Cancer originates in fundamental genetic alterations in tumor cells, leading to changes in protein expression and function, finally resulting in characteristic "signatures" in the serum and on tumor cell surfaces. Powerful proteomics efforts are identifying sets of biomarkers that are characteristic of a tumor's innate biology, which will be important for prediction and monitoring of response to therapy. Since cancer development is a complex process requiring mutation and altered expression of multiple genes, full determination of the biological state and treatment susceptibility of a tumor will require assessment of numerous biomarkers in vivo. To address this issue, we turn to quantum dots (Qdots), which are tiny fluorescent nanocrystals that can be produced with a spectrum of defined emission wavelengths, for generation of multiplex detectors for biomarkers. In Aim 1, antibodies specific for well characterized biomarkers in prostate cancer and lymphoma, will be engineered and coupled to near-infrared Qdots developed in Project 5. Biophysical, biochemical, and biological properties of these tumor-specific Qdots. In Aim 2, we will extend the platform by using cell-surface markers in prostate cancer identified by Project 4, to produce recombinant targets and select novel antibodies by phage display for coupling to Qdots for multiplex imaging of multiple markers. Aim 3 will focus on biological modification of Qdots for targeting the alpha-v-beta3 integrin expressed on tumors and tumor neovasculature, using Arg-Gly-Asp peptides that bind specifically to this protein. Finally, in Aim 4 a strategy for amplifying Qdot signals will utilize coupling to peptides that will enhance cellular uptake, when their activity is unmasked by tumor-specific proteases. Throughout the project period, tumor-targeting Qdots will be provided for in vivo imaging in mouse therapy models of human cancer, to validate their utility. Tumor-specific Qdots will be invaluable reagents in cell biology and preclinical models, for in vivo, real time monitoring of tumor cell activity and function. Furthermore, the targeting strategies developed here can be extended to in vivo delivery of other classes of nanoparticles for alternative modes of detection or for therapy. A sophisticated understanding of the differences between tumor and normal tissues in living organisms will advance our understanding of how to detect and treat cancer.

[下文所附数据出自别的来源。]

PR #1011, opened 2026-03-14
Fix jitpack build

natgavrilenko:


hernanponcedeleon:
I have no clue what this is about

ThomasHaas:
The Jitpack docu says
```
Maven projects that specify a target version in their pom will be built with that target version.
```
Is our `pom.xml` not set up correctly? If so, can we fix that instead of adding the `jitpack.yml`?

hernanponcedeleon:
> Is our `pom.xml` not set up correctly? 

Our pom is correct. Actually, I do not think the problem is coming from our code, [jitpack was working until at least until 7e188c4266](https://www.[jitpack.io/com/github/hernanponcedeleon/Dat3M/development-7e188c4266-1/build.log](https://www.jitpack.io/com/github/hernanponcedeleon/Dat3M/development-7e188c4266-1/build.log)). I suspect the problem is some transitive dependency, but as far as I can see, we only updated the mockito version after that commit, and reverting to the previous version [does not fix the build in jitpack](https://www.[jitpack.io/com/github/hernanponcedeleon/Dat3M/test-13d5530049-1/build.log](https://www.jitpack.io/com/github/hernanponcedeleon/Dat3M/test-13d5530049-1/build.log)).

> If so, can we fix that instead of adding the `jitpack.yml`?

According to AI the documentation of jitpack is misleading. It does not mean “_JitPack will use the JDK version specified in your pom.xml”_, but rather _“maven will compile your code targeting that version”_. By default, jitpack uses java 8. According to AI adding the `jitpack.yml` is the proper way of solving the problem.

ThomasHaas:
I see. Then the PR looks good to me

癌症起源于肿瘤细胞的基本遗传改变，导致蛋白质表达的变化 和功能，最终导致血清和肿瘤细胞表面的特征性“签名”。强大 蛋白质组学的努力是确定一套生物标志物，是肿瘤的先天生物学特征， 对于预测和监测对治疗的反应将是重要的。由于癌症的发展是一个 复杂的过程需要突变和改变多个基因的表达， 肿瘤的生物学状态和治疗敏感性将需要评估多种生物标志物， vivo.为了解决这个问题，我们转向量子点（Qdots），这是一种微小的荧光纳米晶体， 可以产生具有限定的发射波长的光谱，用于产生多路检测器， 生物标志物。在目的1中，制备了对前列腺癌和前列腺癌中充分表征的生物标志物具有特异性的抗体。 淋巴瘤，将被工程化并耦合到项目5中开发的近红外量子点。生物物理学， 这些肿瘤特异性量子点的生物化学和生物学性质。在目标2中，我们将 通过使用项目4确定的前列腺癌细胞表面标志物来扩展平台， 重组靶点，并通过噬菌体展示选择新的抗体，用于偶联到用于多重成像的Qdot 多重标记目标3将集中于用于靶向α-v-β 3整合素的量子点的生物修饰 表达的肿瘤和肿瘤新生血管，使用Arg-Gly-Asp肽，特异性结合这个 蛋白最后，在目标4中，用于扩增Qdot信号的策略将利用与肽的偶联，所述肽将 增强细胞摄取，当它们的活性被肿瘤特异性蛋白酶揭开时。在整个 项目期间，将提供肿瘤靶向量子点用于小鼠治疗中的体内成像 人类癌症模型，以验证其效用。肿瘤特异性量子点将成为细胞免疫学中非常宝贵的试剂 生物学和临床前模型，用于体内、真实的时间监测肿瘤细胞活性和功能。 此外，这里开发的靶向策略可以扩展到其他类型的药物的体内递送。 纳米颗粒用于替代检测模式或用于治疗。对 生物体中肿瘤和正常组织之间的差异将促进我们对如何 检测和治疗癌症。